ドラマー稼業の知人が昨日「愛用していたシンバルにヒビが入ってしまった」と嘆いておられた。彼はサウンドの細部にまでとことんこだわる職人気質のドラマーで、かつヴィンテージ楽器の優秀なコレクターとしても知られる男なので、その無念たるやさぞかし大きなものだろうと思う。
しかし、ドラムという楽器はそもそも、棒で思い切り叩くことで音を鳴らす楽器なのであり、いかに大事なシンバルであろうと、棒で叩くものだ。大事にしているからといって叩かないのでは、雨にさらすのがいやだからと傘をささないのと同じだ。丹念に磨くなどのケアーはすれど、結局は棒で叩く。手首を柔らかくして、適度に力を抜きながらも、結構な勢いで叩くのである。それは壊れもする。
割れてしまっては悲しい、しかし叩かないわけにはいかない。ドラムを叩かぬ一般人には分からぬ、深い深い哲学のような悩みである。というようなことをツイッターで吐いたところーー私の身近にはプロフェッショナルのドラマーが何人かいるのだが、そのうちのひとりが、やはりその禅問答に何年も頭を捻らせているのだという。スネアやタムなどのいわゆるタイコの類は、直接的に叩くのはヘッド部分であり、よほどのことがない限りは部品の取り替えでなんとかなるのだろう。しかしシンバルはどうだ。むき出しの金物を直接叩いた音色こそがシンバルのそれであり、柔らかい布などで打面を覆うわけにもいかない。凹みや歪みはまだしも、ヒビが入ってしまったのでは(よほどの例外を除いて)余分なノイズが入ってしまう、使い物にならない、やけに大きな粗大ゴミになってしまうのだろう。良い品物はやはり高額な場合がほとんどで、何度だって叩きたいものほど、なるべく痛まぬよう大事にしたい。実に悩ましい、禅問答である。

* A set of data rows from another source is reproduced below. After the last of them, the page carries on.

PR #4159, opened 2025-06-20
Fix table syntax

cuihtlauac:


goldfirere:
Is there something wrong with the old syntax? The original syntax works with table-mode in emacs, but the new syntax won't.

cuihtlauac:
Current syntax isn't rendered properly on the web site

goldfirere (approved):
Ah, indeed.

PR #1, opened 2018-04-06
Timeline for Removal of Deprecated Code

buskamuza:
Concern raised by the community that it's not clear how long deprecated code will be preserved based on the rules documented at [Removal of deprecated code](http://devdocs.magento.com/guides/v2.2/contributor-guide/backward-compatible-development/#removal-of-deprecated-code).

This proposal is to update existing documentation/processes in order to address existing community concerns.

### DIFF
--- a/proposals/backward-compatibility/deprecated-code-removal-timeline.md
+++ b/proposals/backward-compatibility/deprecated-code-removal-timeline.md
@@ -1,0 +1,37 @@
+# Timeline for Removal of Deprecated Code
+
+## Overview
+
+Concern raised by the community that it's not clear how long deprecated code will be preserved based on the rules documented at [Removal of deprecated code](http://devdocs.magento.com/guides/v2.2/contributor-guide/backward-compatible-development/#removal-of-deprecated-code).
+
+## Requirements and Acceptance Criteria
+
+1. Clear message about the timeline of deprecated code removal, which allows the community to plan their activities on refactoring the extensions
+1. Strict enough rules, so that the extension developers have enough time for upgrading their code
+1. Loose enough rules, so that Magento core team could avoid unreasonable maintenance costs caused by deprecated code
+
+## Theory of Operation
+
+### Option 1: Component-based rules (current)
+
+Preserve current rules. Deprecated code is preserved:
+* `@api` code: Until the next major version of the **component**
+* non-`@api` code: The next 2 minor releases or until a major release of the **component**
+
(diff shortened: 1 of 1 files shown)


MagentoSeba:
I think a good start is when documenting changes like this: 
What Changed                                                           -- | --                           How Changed
Magento\Elasticsearch\Elasticsearch5\SearchAdapter\Mapper | Class was added.
Magento\Elasticsearch\Elasticsearch5\SearchAdapter\Query\Builder | Class was added.
Magento\Elasticsearch\Elasticsearch5\Model\Adapter\FieldType | Class was added.

To actually include How it changed, which class was added, or which class was removed, etc. being more specific in the documentation.

dmanners:
The suggestion raised by the community member to me was to update the deprecated tag to include the version that the code will be removed in. Though again I think this could come down to an issue or lack of visibility between marketing (or meta package) and module versioning. It would be fine to add that this deprecation will be removed in version 100.0.x but knowing that this would translate to 2.2.x would also be important for people.

It might also be a nice idea to have a documentation "What was deprecated in 2.2.X" similar to http://php.net/manual/en/migration53.deprecated.php

heldchen:
not just saying that something was deprecated, but also giving examples what to use instead would be most useful... especially when lots of the deprecated stuff is actually still heavily used internally.

buskamuza:
@MagentoSeba , could you please elaborate on this?
```
Magento\Elasticsearch\Elasticsearch5\Model\Adapter\FieldType | Class was added.
```
says that `Magento\Elasticsearch\Elasticsearch5\Model\Adapter\FieldType` was added.
I assume you're saying about this page http://devdocs.magento.com/guides/v2.2/release-notes/changes/ce_changes.html ?

buskamuza:
@heldchen , this is in our guidelines and this is the practice we follow when possible

antonkril:
@dmanners I agree that such annotation would be useful for people. But it is not possible to guarantee the version of api removal: backlog prioritization is very dynamic and does not depend on single group opinion.

piotrekkaminski:
The general rule of thumb is we deprecate in version 2.X and remove in 2.(X+1), however what @heldchen said about showing what is the right replacement (or where to look for the right example, if core code does not show the best way in some places) is critical and a feedback we saw a lot.

buskamuza:
Closing the PR, as it looks like most of the real concerns are unrelated to the described issue and addressed either by the existing docs or by the existing process.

このことをなにかに喩えて、ドラムに縁のないあなたに示唆的な文言を私がつぶやくのかというと、そのようなことはないのであった。段落が変わったからといって勝手に想像してもらっては困る。シンバルは割れ、ドラマーは嘆くのだ。ドラマーの日常はそのように過ぎ、テン年代は少しずつ近づいてくる。やっぱり「テン年代」はさすがにナシだと思うので、佐々木氏にはもう少しじっくり考えてほしい。